1991 – As I said before, the packs changed for 1991 from wax to cello and gum was no longer included. There was obviously a shift happening in the hobby towards more progressive packaging and visuals but I miss the wax and gum immensely.
Jerry Rice, the greatest wide receiver of all time! He was a member of the 1,000 Yard Club 8 times and caught 1,549 passes. That’s dang near double Steve Largent and he was amazing in his own right. Happy with this pull.This is the best rookie card I pulled and not even one I was looking for. But super excited to pull it. Hamp is sometimes known for his Pro Bowls and Super Bowl ring and 5 consecutive 1,000 yard rushing seasons in NY. But for me, he’s a Damn Good Dawg that got after it while he was in Athens. Hamp is 7th on an all time list that includes Hershel Walker, Todd Gurley, Nick Chubb, Garrison Hearst and Knowshon Moreno. He was a fine tailback at Tailback U and is a beloved player to Bulldawg Nation!

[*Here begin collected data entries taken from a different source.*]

PR #917, opened 2022-02-16
CASMINST-4039: Clarify power off preparation procedure

jack-stanek-hpe:
This change improves the "Prepare the System for Power Off" procedure
to clarify how SAT is used in this process

  - Additional context was added to the "Prerequisites" section to
    indicate the reason for linking the user to other pages and
    documents.
  - The order of steps 2 and 3 was reversed, as a SAT authentication
    token may be necessary for using `sat status`.
  - Additional context was added to step 2 (previously step 3) in order
    to indicate the reason for linking the user to other pages and
    documents. The text of this change is identical to that of the
    change noted above.
  - The link to the "Authenticate an Account with the Command Line" page
    was removed due to it not being relevant to step 2 (previously step
    3.)

### DIFF
--- a/operations/power_management/Prepare_the_System_for_Power_Off.md
+++ b/operations/power_management/Prepare_the_System_for_Power_Off.md
@@ -8,7 +8,7 @@ The `sat bootsys shutdown` and `sat bootsys boot` commands are used to shut down
 
 ### Prerequisites
 
-An authentication token is required to access the API gateway and to use the `sat` command. See the [System Security and Authentication](../security_and_authentication/System_Security_and_Authentication.md) and "SAT Authentication" in the System Admin Toolkit (SAT) product stream documentation.
+An authentication token is required to access the API gateway and to use the `sat` command. See the "SAT Authentication" section of the HPE Cray EX System Admin Toolkit (SAT) product stream documentation (S-8031) for instructions on how to acquire a SAT authentication token.
 
 ### Procedure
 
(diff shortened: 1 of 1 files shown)


operations/power_management/Prepare_the_System_for_Power_Off.md
```diff
@@ -37,7 +37,13 @@ An authentication token is required to access the API gateway and to use the `sa
...
+2.  Use `sat auth` to authenticate to the API gateway within SAT.
+
+    If SAT has already been authenticated to the API gateway, this step may be skipped.
+
+    See the "SAT Authentication" section in the System Admin Toolkit (SAT) product stream documentation (S-8031) for instructions on how to acquire a SAT authentication token.
+
+3.  Determine which Boot Orchestration Service \(BOS\) templates to use to shut down compute nodes and UANs. You can list all the session templates using `cray bos v1 sessiontemplate list`. If you are unsure of which template is in use, you can call `sat status` to find the xname, then use `cray cfs components describe XNAME` to find the bos_session, and use `cray bos v1 session describe BOS_SESSION` to find the `templateUuid`. Then finally use `cray bos v1 sessiontemplate describe TEMPLATE_UUID` to determine the list of xnames associated with a given template. For example:
```
nrockershousen, line 46: Instead of listing all of the steps in a block of text, it would be better to break this down into sub-steps. Something like the following could work better:

3. Determine which Boot Orchestration Service \(BOS\) templates to use to shut down compute nodes and UANs.
    
    There will be a seperate session template for UANs and computes nodes.
    
    1. List all the session templates.
        
        If it is unclear what session template is in use, proceed to the next substep.

        ```
        ncn-m001# cray bos v1 sessiontemplate list
        ```

    2. Find the xname with `sat status`.

        ```bash
        ncn-m001# sat status | grep "Compute\|Application"
        ```

        Example output:

        ```
        | x3000c0s19b1n0 | Node | 1        | On    | OK   | True    | X86  | River | Compute     | Sling    |
        | x3000c0s19b2n0 | Node | 2        | On    | OK   | True    | X86  | River | Compute     | Sling    |
        | x3000c0s19b3n0 | Node | 3        | On    | OK   | True    | X86  | River | Compute     | Sling    |
        | x3000c0s19b4n0 | Node | 4        | On    | OK   | True    | X86  | River | Compute     | Sling    |
        | x3000c0s27b0n0 | Node | 49169248 | On    | OK   | True    | X86  | River | Application | Sling    |
        ```

    3. Find the `bos_session` value via the Configuration Framework Service (CFS).

        ```
        ncn-m001# cray cfs components describe XNAME | grep bos_session
        ```

        Example output:

        ```
        bos_session = "e98cdc5d-3f2d-4fc8-a6e4-1d301d37f52f"
        ```

    4. Find the required `templateUuid` value with BOS.
        
        ```
        ncn-m001# cray bos v1 session describe XNAME | grep templateUuid
        ```

        Example output:

        ```
        templateUuid = "compute-nid1-4-sessiontemplate"
        ```

    5. Determine the list of xnames associated with the desired boot session template.

        ```
        ncn-m001# cray bos v1 sessiontemplate describe SESSION_TEMPLATE_NAME | grep node_list
        ```

        Example output:

        ```
        node_list = [ "x3000c0s19b1n0", "x3000c0s19b2n0", "x3000c0s19b3n0", "x3000c0s19b4n0",]
        ```

nrockershousen (approved):

operations/power_management/Prepare_the_System_for_Power_Off.md
```diff
@@ -8,7 +8,7 @@ The `sat bootsys shutdown` and `sat bootsys boot` commands are used to shut down
 
 ### Prerequisites
 
-An authentication token is required to access the API gateway and to use the `sat` command. See the [System Security and Authentication](../security_and_authentication/System_Security_and_Authentication.md) and "SAT Authentication" in the System Admin Toolkit (SAT) product stream documentation.
+An authentication token is required to access the API gateway and to use the `sat` command. See the [System Security and Authentication](../security_and_authentication/System_Security_and_Authentication.md) section of this guide for information on how authentication tokens are used, and the "SAT Authentication" section of the HPE Cray EX System Admin Toolkit (SAT) product stream documentation (S-8031) for instructions on how to acquire a SAT authentication token.
```
rgross727, line 11: The page that the "System Security and Authentication" link here goes to was changed some time ago and no longer has the information that you are looking for. @nrockershousen may have a perspective on what the link here should be.

jack-stanek-hpe: My initial impression was that the `System Security and Authentication` page was linked in order to justify why the authentication step was necessary (i.e. the token is needed for API requests SAT makes.) Thus that plus the SAT product documentation combined would be sufficient to explain why and how to acquire a JWT for API calls. Still, @nrockershousen I'm also curious if there's a better page to link to here, please let me know.

nrockershousen: The actual procedure to retrieve an authentication token is: **operations/security_and_authentication/Retrieve_an_Authentication_Token.md**

The current link in the PR is just an overview of security and authentication in general. If you don't want to link to the actual procedure and want a list of all topics useful for authentication, I recommend linking to the security and authentication section the in operations index file:
**operations/index.md#security-and-authentication**

jack-stanek-hpe: I'm a little unsure about linking to the page on retrieving an authentication token by hand, as it doesn't specify how to use the retrieved token with SAT (and, as an aside, nor should it.) SAT has its own authentication mechanism through `sat auth` which essentially automates the documented authentication flow for SAT.

Linking to the Security and Authentication section index might be more appropriate in that case, though it may be confusing to the user as most of the subsections are not really relevant to retrieving an auth token for SAT.

My current leaning given the above is that it might be best to just remove the link entirely, and direct the user to the SAT product stream documentation exclusively.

I didn’t pull any of “The Huge” rookies from these classes but I had a great time ripping these packs and seeing the old designs and players. I had forgotten about guys like Aundray Bruce and Ernest Givens. For less than $10, I could do this 4-5 times a week and never get tired of it. When you are sifting through $7 packs, remember that these gems are still out there and very affordable. If you collected during that time, you’ll love the memories. If you didn’t, you’ll love looking at what the product was like before gloss and serial numbers. What is your favorite Topps set from these 5? Which did you collect most?